An exact transcript of all the records is required, with nothing left out.

(Beginning of Given entries)

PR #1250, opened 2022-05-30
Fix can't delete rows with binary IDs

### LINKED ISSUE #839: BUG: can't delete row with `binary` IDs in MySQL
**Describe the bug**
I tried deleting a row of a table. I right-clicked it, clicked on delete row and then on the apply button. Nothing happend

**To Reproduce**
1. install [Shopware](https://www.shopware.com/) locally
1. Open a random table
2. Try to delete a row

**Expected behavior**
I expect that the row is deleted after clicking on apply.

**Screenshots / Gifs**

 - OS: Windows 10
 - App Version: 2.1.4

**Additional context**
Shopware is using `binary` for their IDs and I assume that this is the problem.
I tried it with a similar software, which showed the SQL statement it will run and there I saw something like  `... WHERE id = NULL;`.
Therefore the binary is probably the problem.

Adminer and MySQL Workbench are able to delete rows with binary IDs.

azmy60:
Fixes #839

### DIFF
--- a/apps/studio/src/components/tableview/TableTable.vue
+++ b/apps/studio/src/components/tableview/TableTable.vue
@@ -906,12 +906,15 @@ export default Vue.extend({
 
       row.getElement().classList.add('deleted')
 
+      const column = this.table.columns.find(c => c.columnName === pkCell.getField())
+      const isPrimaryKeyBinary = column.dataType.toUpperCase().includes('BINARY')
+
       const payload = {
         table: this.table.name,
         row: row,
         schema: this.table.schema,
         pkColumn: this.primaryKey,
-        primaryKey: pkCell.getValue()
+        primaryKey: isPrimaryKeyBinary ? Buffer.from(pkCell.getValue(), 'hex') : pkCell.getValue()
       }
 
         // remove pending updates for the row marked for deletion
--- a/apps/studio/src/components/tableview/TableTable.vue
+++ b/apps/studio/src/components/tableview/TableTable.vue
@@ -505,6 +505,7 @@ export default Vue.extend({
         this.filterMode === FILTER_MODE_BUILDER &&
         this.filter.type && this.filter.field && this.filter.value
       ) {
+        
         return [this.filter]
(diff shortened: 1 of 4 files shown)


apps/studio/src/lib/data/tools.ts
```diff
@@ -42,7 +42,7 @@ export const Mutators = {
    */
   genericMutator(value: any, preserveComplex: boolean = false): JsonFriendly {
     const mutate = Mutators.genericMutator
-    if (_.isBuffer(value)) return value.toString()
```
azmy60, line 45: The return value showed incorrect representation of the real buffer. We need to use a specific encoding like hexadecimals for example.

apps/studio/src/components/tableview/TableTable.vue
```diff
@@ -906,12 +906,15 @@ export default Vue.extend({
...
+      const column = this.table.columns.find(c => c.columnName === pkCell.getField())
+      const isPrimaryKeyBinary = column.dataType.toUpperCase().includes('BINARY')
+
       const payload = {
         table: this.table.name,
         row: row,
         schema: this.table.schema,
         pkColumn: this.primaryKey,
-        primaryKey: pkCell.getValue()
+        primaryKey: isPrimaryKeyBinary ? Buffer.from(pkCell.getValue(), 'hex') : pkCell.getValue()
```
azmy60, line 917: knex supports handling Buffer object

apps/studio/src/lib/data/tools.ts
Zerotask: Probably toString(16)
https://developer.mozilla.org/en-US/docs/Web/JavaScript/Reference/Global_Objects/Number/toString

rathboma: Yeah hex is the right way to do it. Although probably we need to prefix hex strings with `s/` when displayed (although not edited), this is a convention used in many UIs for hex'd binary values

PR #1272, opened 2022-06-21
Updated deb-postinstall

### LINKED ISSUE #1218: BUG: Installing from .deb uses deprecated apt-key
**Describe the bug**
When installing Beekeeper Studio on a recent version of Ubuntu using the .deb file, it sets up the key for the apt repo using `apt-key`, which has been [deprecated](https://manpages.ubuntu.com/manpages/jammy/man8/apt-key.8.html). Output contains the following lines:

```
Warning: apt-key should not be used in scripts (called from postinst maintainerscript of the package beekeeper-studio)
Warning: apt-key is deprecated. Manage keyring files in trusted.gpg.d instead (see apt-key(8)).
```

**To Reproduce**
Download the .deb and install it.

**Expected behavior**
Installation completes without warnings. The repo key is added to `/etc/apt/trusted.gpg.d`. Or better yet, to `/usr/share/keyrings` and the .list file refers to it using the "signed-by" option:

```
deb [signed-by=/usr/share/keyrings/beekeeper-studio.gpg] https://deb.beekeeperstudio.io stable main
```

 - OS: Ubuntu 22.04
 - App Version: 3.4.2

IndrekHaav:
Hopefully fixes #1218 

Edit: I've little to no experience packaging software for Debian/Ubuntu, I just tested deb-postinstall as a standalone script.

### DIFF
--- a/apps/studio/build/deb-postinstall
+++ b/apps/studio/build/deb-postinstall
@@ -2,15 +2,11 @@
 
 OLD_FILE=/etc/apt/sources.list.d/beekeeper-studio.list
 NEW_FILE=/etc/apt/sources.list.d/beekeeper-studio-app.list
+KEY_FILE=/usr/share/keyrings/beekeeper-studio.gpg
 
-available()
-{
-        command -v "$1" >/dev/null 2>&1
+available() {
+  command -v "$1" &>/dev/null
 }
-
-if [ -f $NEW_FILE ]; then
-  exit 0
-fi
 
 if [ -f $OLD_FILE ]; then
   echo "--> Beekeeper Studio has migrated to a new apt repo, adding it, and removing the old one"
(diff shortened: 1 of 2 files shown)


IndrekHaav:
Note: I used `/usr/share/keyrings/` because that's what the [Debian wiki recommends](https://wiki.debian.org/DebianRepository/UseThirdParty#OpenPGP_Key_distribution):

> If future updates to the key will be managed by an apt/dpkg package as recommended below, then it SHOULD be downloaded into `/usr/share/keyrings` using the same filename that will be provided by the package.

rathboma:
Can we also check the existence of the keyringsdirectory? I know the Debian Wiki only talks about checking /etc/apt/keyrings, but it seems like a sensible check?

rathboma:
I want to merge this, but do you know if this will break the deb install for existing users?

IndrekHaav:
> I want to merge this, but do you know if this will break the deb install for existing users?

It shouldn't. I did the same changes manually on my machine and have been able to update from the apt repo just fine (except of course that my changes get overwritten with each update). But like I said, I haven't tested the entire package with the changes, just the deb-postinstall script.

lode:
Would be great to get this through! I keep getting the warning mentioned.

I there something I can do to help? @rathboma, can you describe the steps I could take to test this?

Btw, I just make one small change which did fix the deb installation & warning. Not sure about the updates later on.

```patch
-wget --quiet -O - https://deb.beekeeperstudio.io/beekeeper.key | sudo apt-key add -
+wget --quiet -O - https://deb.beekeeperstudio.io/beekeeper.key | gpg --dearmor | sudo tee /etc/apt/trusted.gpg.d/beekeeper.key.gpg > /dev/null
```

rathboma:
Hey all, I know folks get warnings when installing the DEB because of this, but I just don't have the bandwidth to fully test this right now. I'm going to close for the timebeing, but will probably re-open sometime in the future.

(End of Given entries)

- Output of the task -
PR #1250, opened 2022-05-30
Fix can't delete rows with binary IDs

### LINKED ISSUE #839: BUG: can't delete row with `binary` IDs in MySQL
**Describe the bug**
I tried deleting a row of a table. I right-clicked it, clicked on delete row and then on the apply button. Nothing happend

**To Reproduce**
1. install [Shopware](https://www.shopware.com/) locally
1. Open a random table
2. Try to delete a row

**Expected behavior**
I expect that the row is deleted after clicking on apply.

**Screenshots / Gifs**

 - OS: Windows 10
 - App Version: 2.1.4

**Additional context**
Shopware is using `binary` for their IDs and I assume that this is the problem.
I tried it with a similar software, which showed the SQL statement it will run and there I saw something like  `... WHERE id = NULL;`.
Therefore the binary is probably the problem.

Adminer and MySQL Workbench are able to delete rows with binary IDs.

azmy60:
Fixes #839

### DIFF
--- a/apps/studio/src/components/tableview/TableTable.vue
+++ b/apps/studio/src/components/tableview/TableTable.vue
@@ -906,12 +906,15 @@ export default Vue.extend({
 
       row.getElement().classList.add('deleted')
 
+      const column = this.table.columns.find(c => c.columnName === pkCell.getField())
+      const isPrimaryKeyBinary = column.dataType.toUpperCase().includes('BINARY')
+
       const payload = {
         table: this.table.name,
         row: row,
         schema: this.table.schema,
         pkColumn: this.primaryKey,
-        primaryKey: pkCell.getValue()
+        primaryKey: isPrimaryKeyBinary ? Buffer.from(pkCell.getValue(), 'hex') : pkCell.getValue()
       }
 
         // remove pending updates for the row marked for deletion
--- a/apps/studio/src/components/tableview/TableTable.vue
+++ b/apps/studio/src/components/tableview/TableTable.vue
@@ -505,6 +505,7 @@ export default Vue.extend({
         this.filterMode === FILTER_MODE_BUILDER &&
         this.filter.type && this.filter.field && this.filter.value
       ) {
+        
         return [this.filter]
(diff shortened: 1 of 4 files shown)


apps/studio/src/lib/data/tools.ts
```diff
@@ -42,7 +42,7 @@ export const Mutators = {
    */
   genericMutator(value: any, preserveComplex: boolean = false): JsonFriendly {
     const mutate = Mutators.genericMutator
-    if (_.isBuffer(value)) return value.toString()
```
azmy60, line 45: The return value showed incorrect representation of the real buffer. We need to use a specific encoding like hexadecimals for example.

apps/studio/src/components/tableview/TableTable.vue
```diff
@@ -906,12 +906,15 @@ export default Vue.extend({
...
+      const column = this.table.columns.find(c => c.columnName === pkCell.getField())
+      const isPrimaryKeyBinary = column.dataType.toUpperCase().includes('BINARY')
+
       const payload = {
         table: this.table.name,
         row: row,
         schema: this.table.schema,
         pkColumn: this.primaryKey,
-        primaryKey: pkCell.getValue()
+        primaryKey: isPrimaryKeyBinary ? Buffer.from(pkCell.getValue(), 'hex') : pkCell.getValue()
```
azmy60, line 917: knex supports handling Buffer object

apps/studio/src/lib/data/tools.ts
Zerotask: Probably toString(16)
https://developer.mozilla.org/en-US/docs/Web/JavaScript/Reference/Global_Objects/Number/toString

rathboma: Yeah hex is the right way to do it. Although probably we need to prefix hex strings with `s/` when displayed (although not edited), this is a convention used in many UIs for hex'd binary values

PR #1272, opened 2022-06-21
Updated deb-postinstall

### LINKED ISSUE #1218: BUG: Installing from .deb uses deprecated apt-key
**Describe the bug**
When installing Beekeeper Studio on a recent version of Ubuntu using the .deb file, it sets up the key for the apt repo using `apt-key`, which has been [deprecated](https://manpages.ubuntu.com/manpages/jammy/man8/apt-key.8.html). Output contains the following lines:

```
Warning: apt-key should not be used in scripts (called from postinst maintainerscript of the package beekeeper-studio)
Warning: apt-key is deprecated. Manage keyring files in trusted.gpg.d instead (see apt-key(8)).
```

**To Reproduce**
Download the .deb and install it.

**Expected behavior**
Installation completes without warnings. The repo key is added to `/etc/apt/trusted.gpg.d`. Or better yet, to `/usr/share/keyrings` and the .list file refers to it using the "signed-by" option:

```
deb [signed-by=/usr/share/keyrings/beekeeper-studio.gpg] https://deb.beekeeperstudio.io stable main
```

 - OS: Ubuntu 22.04
 - App Version: 3.4.2

IndrekHaav:
Hopefully fixes #1218 

Edit: I've little to no experience packaging software for Debian/Ubuntu, I just tested deb-postinstall as a standalone script.

### DIFF
--- a/apps/studio/build/deb-postinstall
+++ b/apps/studio/build/deb-postinstall
@@ -2,15 +2,11 @@
 
 OLD_FILE=/etc/apt/sources.list.d/beekeeper-studio.list
 NEW_FILE=/etc/apt/sources.list.d/beekeeper-studio-app.list
+KEY_FILE=/usr/share/keyrings/beekeeper-studio.gpg
 
-available()
-{
-        command -v "$1" >/dev/null 2>&1
+available() {
+  command -v "$1" &>/dev/null
 }
-
-if [ -f $NEW_FILE ]; then
-  exit 0
-fi
 
 if [ -f $OLD_FILE ]; then
   echo "--> Beekeeper Studio has migrated to a new apt repo, adding it, and removing the old one"
(diff shortened: 1 of 2 files shown)


IndrekHaav:
Note: I used `/usr/share/keyrings/` because that's what the [Debian wiki recommends](https://wiki.debian.org/DebianRepository/UseThirdParty#OpenPGP_Key_distribution):

> If future updates to the key will be managed by an apt/dpkg package as recommended below, then it SHOULD be downloaded into `/usr/share/keyrings` using the same filename that will be provided by the package.

rathboma:
Can we also check the existence of the keyringsdirectory? I know the Debian Wiki only talks about checking /etc/apt/keyrings, but it seems like a sensible check?

rathboma:
I want to merge this, but do you know if this will break the deb install for existing users?

IndrekHaav:
> I want to merge this, but do you know if this will break the deb install for existing users?

It shouldn't. I did the same changes manually on my machine and have been able to update from the apt repo just fine (except of course that my changes get overwritten with each update). But like I said, I haven't tested the entire package with the changes, just the deb-postinstall script.

lode:
Would be great to get this through! I keep getting the warning mentioned.

I there something I can do to help? @rathboma, can you describe the steps I could take to test this?

Btw, I just make one small change which did fix the deb installation & warning. Not sure about the updates later on.

```patch
-wget --quiet -O - https://deb.beekeeperstudio.io/beekeeper.key | sudo apt-key add -
+wget --quiet -O - https://deb.beekeeperstudio.io/beekeeper.key | gpg --dearmor | sudo tee /etc/apt/trusted.gpg.d/beekeeper.key.gpg > /dev/null
```

rathboma:
Hey all, I know folks get warnings when installing the DEB because of this, but I just don't have the bandwidth to fully test this right now. I'm going to close for the timebeing, but will probably re-open sometime in the future.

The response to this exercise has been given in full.